Beginning in November of 2008, the Fed was allowed by Congress to manipulate the U.S. bond market through purchases of bonds with money it creates at the flick of an electronic button. The Fed calls this “Quantitative Easing” or QE.
Beginning on September 17, 2019 – when overnight lending rates on repo (repo means repurchase agreements between financial institutions) touched 10 percent instead of the 2-1/2 percent that the Fed wanted the market to be at – the Fed began providing repo loans at “administered rates.” It did that by jumping into the repo market with both feet, proceeding to make trillions of dollars in cumulative loans to trading houses on Wall Street, at interest rates as low as 0.10 percent by the spring of 2020.
During 2020, the Fed also artificially propped up money market mutual funds, commercial paper, Exchange Traded Funds (ETFs) and the corporate bond market with emergency lending facilities it created. The Fed did not need a vote in Congress to create those bailout programs. It needed only the permission of Steve Mnuchin, Donald Trump’s wily U.S. Treasury Secretary.
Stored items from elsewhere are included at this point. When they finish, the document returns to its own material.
PR #177, opened 2017-03-25
Fix header colour in launch screen on iOS

mattyu007:
Because of how colour management works on iOS vs in Interface Builder <sub>ಠ__ಠ</sub> the first time I set the colour of the fake header on the launch screen, it didn't actually match the colour of the real header... Should be fixed now.

Before:
simulator screen shot mar 25 2017 12 27 29 am

After:
simulator screen shot mar 25 2017 12 28 01 am

Actual colour for reference:
simulator screen shot mar 25 2017 12 27 06 am


henryc132:
We have fake headers?

mattyu007:
This is for the launch screen on iOS, which is the screen which is initially displayed by the system while waiting for the app to launch. If you kill the app on your phone and launch it, the blank screen with the strip of blue up top which only shows up for a second or so is the launch screen.

That blue strip is the "fake header".

henryc132 (approved):
The black text makes the new header look darker than the actual color

mattyu007:
Yeah, the actual colours should be the same this time though.

PR #178, opened 2017-03-25
Add Deck View Edit Mode

### LINKED ISSUE #64: Add Deck View edit mode
In Deck View edit mode, users can delete, rearrange, and enter the Edit Deck flow (#60).

UX Reference:
cue ux mocks 010
cue ux mocks 011

### LINKED ISSUE #103: Reorder local cards on position change
When a card position change happens, the other cards in the deck might need its position updated.

`_mergeCardChanges` in library reducer has a todo for this.

### LINKED ISSUE #119: Unify messaging for Shared / Public status of non-owned decks
On the Library home page, the client sorts decks in the list using the `accession` property, whereas the Deck View header uses the `private` and `share_code` properties of the deck to determine what status to display.

We should unify these two to present a coherent message to the user.

While we're in the file, we should also disconnect the component from the Redux store and rely on the `accession` property to determine if the deck is owned by the current user.

### LINKED ISSUE #173: Can't delete multiple cards at a time

mattyu007:
It's a big one! Closes #64, closes #103, closes #119, and closes #173.

## Summary
This pull request:

1. Adds Edit Mode to Deck View, supporting editing, rearranging, and deleting cards; and editing deck names.
2. Updates the `library` reducer to properly handle rearranging cards.
3. Disconnects `DeckViewInfoHeader` from the Redux store by using `accession` to determine if a deck is owned by the current user.

## Implementation Notes
* `DeckView` no longer has the collapsing header, due to undesirable interactions with `react-native-sortable-listview`. Maybe we can pursue this again in the future.
     * As a side effect, this means that the `EmptyView`s in `DeckView` are now centred and laid out properly again, so it's not a complete loss. 😜
* `LayoutAnimation` crashes the app on Android, so the transition to and from Edit mode isn't animated. 😭 
* Since the server performs card moves in order, on the client, we only need to deal with cases where a card is moved multiple times without a sync happening in between. 

### New Packages
* `react-native-sortable-listview` is a replacement for `ListView` which supports dragging and dropping to rearrange items.

## Known Issues
* Entering Edit Mode doesn't actually disable the swipe-to-pop gesture on iOS or hook into the back button on Android, so it's possible to pop `DeckView` off the stack without hitting the done button. Changes are saved anyway, but it's just a weird UX.

## Screenshots
Tapping the Edit button in the toolbar switches Deck View to Edit Mode. The transition is animated on iOS, but the animation crashes the app on Android, so no animations there. All toolbar items are removed, and the flag filter is also unset if previously set.
ezgif-1-8ec04cb8d5

Up close. Tapping in the text area in the header allows the deck to be renamed. Tapping the delete icon on the left deletes the item immediately. (There is no iOS-style second stage confirmation.) Each Text item is limited to two lines to keep the individual rows relatively short.

**Question: Should we hide the flag in edit mode?**
screen shot 2017-03-25 at 3 30 32 am

Tapping in the middle of the row opens that card in the Edit Card flow.
screen shot 2017-03-25 at 3 32 47 am

Touch and hold the grabber on the right to lift the row and move it around.
ezgif-3-c75b5ab7fa


ClaytonPassmore:
@mattyu007 just before I dive in, a couple comments:
- Should we make the card backgrounds white so that you can't see through them when you're dragging them around?
- Should we be able to "cancel" an edit? (I'm guessing that's a huge amount of work because you would have to buffer the changes before sending them off)

mattyu007:
@ClaytonPassmore 

* re: card backgrounds
    * iOS makes row backgrounds transparent while dragging, but they also put a pretty obvious shadow around the row to make it super obvious. (Wasn't able to get that to work for some reason.) I can give the rows like, 35% opacity white background and scale them up a little more to keep them distinct.
* re: cancelling edits
    * It's possible, but your intuition is correct in that it would be a lot of work.

Cue/app/common/CueColors.js
```diff
@@ -10,6 +10,8 @@ module.exports = {
   primaryTintDark: '#225095',   // or Material Blue 800 '#1565C0'?
   primaryTintDarker: '#193C70', // or Material Blue 900 '#0D47A1'?
 
+  dangerTint: '#FF3B30',
```
ClaytonPassmore, line 14: dangerzone

ClaytonPassmore:
@mattyu007 ok ya if you could up the opacity a touch I think that would be good!

Don't worry about cancelling edits, ain't nobody got time for that

mattyu007:
Alright y'all I have two choices

1. Elevation (+ opaque rows)
ezgif-3-79f17dc4fd

2. Opacity
ezgif-3-78f5a0ca54

Cue/app/reducers/library.js
```diff
@@ -162,46 +162,129 @@ function library(state: State = initialState, action: Action): State {
...
+        console.warn('Tried to delete non-existant card ' + change.uuid + '?')
+      }
+
+    } else if (change.action === 'edit') {
+      if (index !== -1) {
+        if (typeof change.position !== 'undefined' && change.position !== index) {
+          // The change has a move; do the move
+          positionUpdateNeeded = true
+          let card = mergedCards.splice(index, 1)[0]
+          card = {...card, ...change, action: undefined}
```
ClaytonPassmore, line 218: Why is the action undefined here?

ClaytonPassmore: ooo never mind I get it

Cue/app/reducers/library.js
```diff
@@ -162,46 +162,129 @@ function library(state: State = initialState, action: Action): State {
...
+          let oldPosition = index
+          let newPosition = change.position
+
+          console.debug('Processing move from ' + oldPosition + ' to ' + newPosition)
+          // Forward move from X to Y; subtract 1 from all pending changes
+          // with positions in [X, Y)
+          if (newPosition > oldPosition) {
+            mergedCards.forEach((card: Card) => {
+              if (typeof card.position !== 'undefined'
+                  && card.position >= oldPosition
```
ClaytonPassmore: Technically this only needs to be `>`, right? I mean its fine because we spliced out the card from there already, just checking my sanity

Cue/app/reducers/library.js
```diff
@@ -162,46 +162,129 @@ function library(state: State = initialState, action: Action): State {
...
+                  && card.position < newPosition) {
```
ClaytonPassmore: I think this needs to be `<=`

Cue/app/reducers/library.js
```diff
@@ -162,46 +162,129 @@ function library(state: State = initialState, action: Action): State {
...
+                console.debug('Foward: Card at ' + card.position + ' will be adjusted -1')
```
ClaytonPassmore: What is "Foward"?

ClaytonPassmore: Oh... "Forward"?

Cue/app/tabs/library/CardListView.js
```diff
@@ -10,50 +11,107 @@ import EmptyView from '../../common/EmptyView'
...
+      order,
+    }
+  }
+
+  _rowHasChanged = (r1: AnnotatedCard, r2: AnnotatedCard) => {
+    return r1._editing !== r2._editing
+      || r1.uuid !== r2.uuid
+      || r1.front !== r2.front
+      || r1.back !== r2.back
+      || r1.needs_review !== r2.needs_review
```
henryc132, line 97: I think r1 != r2 is enough here? We never edit a card without creating a completely new object

Cue/app/tabs/library/CardListView.js
```diff
@@ -10,50 +11,107 @@ import EmptyView from '../../common/EmptyView'
 import CardListViewRow from './CardListViewRow'
 import ListViewHairlineSeparator from '../../common/ListViewHairlineSeparator'
 
+const styles = {
+  liftedRowStyle: {
+    opacity: 1,
+    transform: [{scale: 1.02}],
+    backgroundColor: 'white',
+    overflow: 'visible',
```
ClaytonPassmore, line 19: What's the reason for this property? Is this for shadow or something? Because the content doesn't overflow out of the container, does it?

Cue/app/tabs/library/CardListView.js
```diff
@@ -10,50 +11,107 @@ import EmptyView from '../../common/EmptyView'
...
+  onDeleteCard?: (card: Card) => void,
+  onEditCard?: (card: Card) => void,
   onFlagCard?: (cardUuid: string, flag: boolean) => any,
+  onMoveCard?: (cardUuid: string, from: number, to: number) => any,
 }
 
+// Store the most recent edit mode so that when the edit mode changes,
+// we can force the entire list to re-render without unmounting and remounting
+// which would cause us to lose our scroll position.
+type AnnotatedCard = Card & {_editing: boolean}
```
ClaytonPassmore, line 49: Had to look this one up :laughing:

Cue/app/tabs/library/CardListView.js
mattyu007: Unfortunately `!=` and `!==` don't do deep object equality, so they'll always return false if the two objects are different, even if they represent the same thing.

e.g., `{a: true} == {a: true}` returns false

Cue/app/reducers/library.js
mattyu007: Yeah we want to remove the action from the change so that it doesn't appear in the resulting merged card.

Cue/app/reducers/library.js
mattyu007: It has to be `>=` since we spliced the object out of the array, so any card which moved up as a result of the change needs to be adjusted.

henryc132: Well, splicing the object out won't change the position properties of the cards, only the index

Cue/app/reducers/library.js
mattyu007: I don't think so, since if an object is at index `Y`, then since the new change is pushed onto the back of the array, when we process the changes, the object at index `Y` will just be bumped out of the way, which is what we expect.

Cue/app/reducers/library.js
mattyu007: Oops.

Cue/app/tabs/library/CardListView.js
mattyu007: Yeah, it's to stop the shadows (which extend outside the bounds of the view) from being clipped.

Cue/app/tabs/library/CardListView.js
mattyu007: I only know this because we use it to extend the `CardMetadata` type 😆

Cue/app/tabs/library/CardListView.js
henryc132: From what I understand of redux, if we didn't edit a card, the same object should be returned right? So the != would work,

Cue/app/tabs/library/CardListViewRow.js
```diff
@@ -53,39 +92,92 @@ export default class CardListViewRow extends React.Component {
...
     }
 
-    let row = (
-      <View style={styles.container}>
+    let deleteContainer
+    let handleContainer
+    if (this.props.editing) {
+      let deleteIcon = (
+        <View style={styles.deleteContainer}>
+          <View>
```
ClaytonPassmore: What's the reason for the second `View`?

Cue/app/reducers/library.js
mattyu007: OK I think there's another bug here, will push a commit after @ClaytonPassmore and you finish up the first pass.

Cue/app/tabs/library/DeckView.js
```diff
@@ -253,23 +285,25 @@ class DeckView extends React.Component {
         <CueHeader
           leftItem={leftItem}
           rightItems={rightItems}
-          key={this.state.isFiltering.toString() + this.state.scrollPosition.toString()}
-          containerStyles={{elevation: this.state.scrollPosition > this.state.headerHeight ? 4 : 0}} />
-        <ScrollView
-          style={{flex: 1}}
-          onScroll={this._onScroll}>
+          key={this.state.filtering.toString()} />
```
ClaytonPassmore, line 343: What is this prop doing?

ClaytonPassmore (commented):
@mattyu007 first pass looks good! I have some concerns about the card position updating but that's really the only thing. I'll check out what's going on with the server and then maybe we can isolate the client and see what (if any) changes need to be made.

Cue/app/tabs/library/CardListViewRow.js
mattyu007: Umm you know, sometimes you just want an extra `View`, you know?

(It was probably there for layout, but the layout works fine without it, so...)

Cue/app/tabs/library/DeckView.js
mattyu007: This sets the key on the header to work around the problem where some items would disappear from the header after the Navigator stack pops.

Cue/app/tabs/library/CardListView.js
mattyu007: These aren't the objects returned by the Redux store though, they're annotated with an extra property in `_getDataAndOrder`.

mattyu007:
OK I took another stab at the move reconciliation "algorithm" by working it out on paper.

For moves from `x` to `y` where `x < y`, we have to adjust all pending changes with positions in the range `(x, y]` by -1.

For moves from `x` to `y` where `x > y`, we don't have to do anything except make sure that the move is performed last, since all the cards will be bumped automatically.

ClaytonPassmore:
@mattyu007 

Definitely agree with the `x < y` scenario!

For `x > y`, doing it last will work, but I think that you could also adjust all cards in the range `[x, y)` by +1 (At least I think that's how we're doing it [server side](https://github.com/ClaytonPassmore/ProjectOrange/blob/master/Server/SQL/procedures.sql#L96)).

mattyu007:
@ClaytonPassmore That is what happens when we update the local library in `_applyCardChangesDecks`, but for `localChanges`, if we also adjusted the positions in the `x > y` case, I think we would end up creating gaps?

ClaytonPassmore:
@mattyu007 

Sorry ya, I didn't fully grasp the scenario at first.

When you say `x` moves to `y`, do you mean that `x` is the original position of the card or is `x` the position given the existing change in position? And I assume `y` is the final position that we want the card to be in...

mattyu007:
@ClaytonPassmore `y` is the destination position, and `x` is the last recorded destination

ClaytonPassmore:
@mattyu007 ok so after writing out some examples,  I found a scenario where the method that I suggested for `x > y` doesn't work. The method that you suggested seemed to work every time.

... So by engineering induction I think your method is correct :1st_place_medal:

ClaytonPassmore:
@mattyu007 I was never able to find a scenario where we had to adjust the positions for other cards (i.e. the `x < y` scenario). Are you sure we have to do -1 at all?

mattyu007:
@ClaytonPassmore We do, but I think my handling for the `x < y` scenario is *still* wrong 😜

I think the correct solution is to adjust cards in `(x, +inf)` by -1. Consider the following:
```js
localChanges = [
  A -> 0,
  B -> 1,
  C -> 2,
  D -> 3,
]
```
Now suppose card `A` is moved from position 0 to position 1 (so we have `[B, A, C, D]`). Since we indiscriminately move all new changes to the end, then this is the series of changes which would correctly generate the new list:
```js
localChanges = [
  B -> 0, // -1 applied to 1 since 1 \in (0, +inf)
  C -> 1, // -1 applied to 2 since 2 \in (0, +inf)
  D -> 2, // -1 applied to 3 since 3 \in (0, +inf)
  A -> 1,
]
```
Then, if `C` is moved from position 2 to position 1 (so we have `[B, C, A, D]`):
```js
// -1 is not applicable since this is a backwards move
localChanges = [
  B -> 0,
  D -> 2,
  A -> 1,
  C -> 1,
]
```
Now, if `A` is moved from position 2 to position 3 (so we have `[B, C, D, A]`):
```js
// -1 is not applied anywhere since nothing is in the range (2, +inf) except 3
localChanges = [
  B -> 0,
  D -> 2,
  C -> 1,
  A -> 3,
]
```

ClaytonPassmore:
So I started typing out a long example about how my method was correct but then it totally didn't work haha :-1: 

I buy this. Can we close #184 or are there still issues there?

mattyu007:
Do you think I typed my example up in one pass? 😉 Hopefully third time's the charm. I didn't run into #184 again, but I haven't tested it very rigorously. Ideally if the client side algorithm is correct, then the server shouldn't need any changes.

ClaytonPassmore:
Thanks for making me feel better :laughing: 

Yeah that's what I was thinking.

If we find that there is still an issue, we could maybe modify the server to do like a relative-referral to a card just to get around the whole add and edit fiasco. So for example, we could add a card and if we edit it in the same list of actions, we could add a `refer_relative: index` key-value pair to the edit action that allows us to refer to the index of the action that added the card, and use the uuid from that action. It would be a little contrived but its a possible work-around.

ClaytonPassmore (approved):

ClaytonPassmore:
Nice job! This was a lot of work! Don't forget to rebase and squash :wink:

mattyu007:
Sooooo many crazy merge conflicts

mattyu007:
@ClaytonPassmore Maybe, but right now we would collapse those two into a single `add` action, so there's nothing to refer to. Similarly, multiple moves are always collapsed down into a single action, so we'd need to rethink howe we aggregate local changes.

ClaytonPassmore:
@mattyu007 yeah you're right, basically we wouldn't collapse down add-edits or edit-edits (and maybe more?). But this is gonna work, right? :stuck_out_tongue_winking_eye:

mattyu007:
@ClaytonPassmore Mmmaybe. And also maybe. 😉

Wall Street On Parade has been witnessing a persistent new pattern in the stock market for several months now where the market plunges at the open and then shortly thereafter, on no major news, it turns on a dime and spikes higher. This suggests one of two things to us: (1) either the New York Fed is manipulating stock trading out of its second office close to the futures markets in Chicago; or (2) big money at Wall Street trading houses and/or hedge funds are doing it. Either way, the SEC and the Justice Department have not nipped this activity in the bud.”
These Stock Patterns Are Impossible – Without Brazen Manipulation that the SEC Is Choosing to Ignore (wallstreetonparade.com)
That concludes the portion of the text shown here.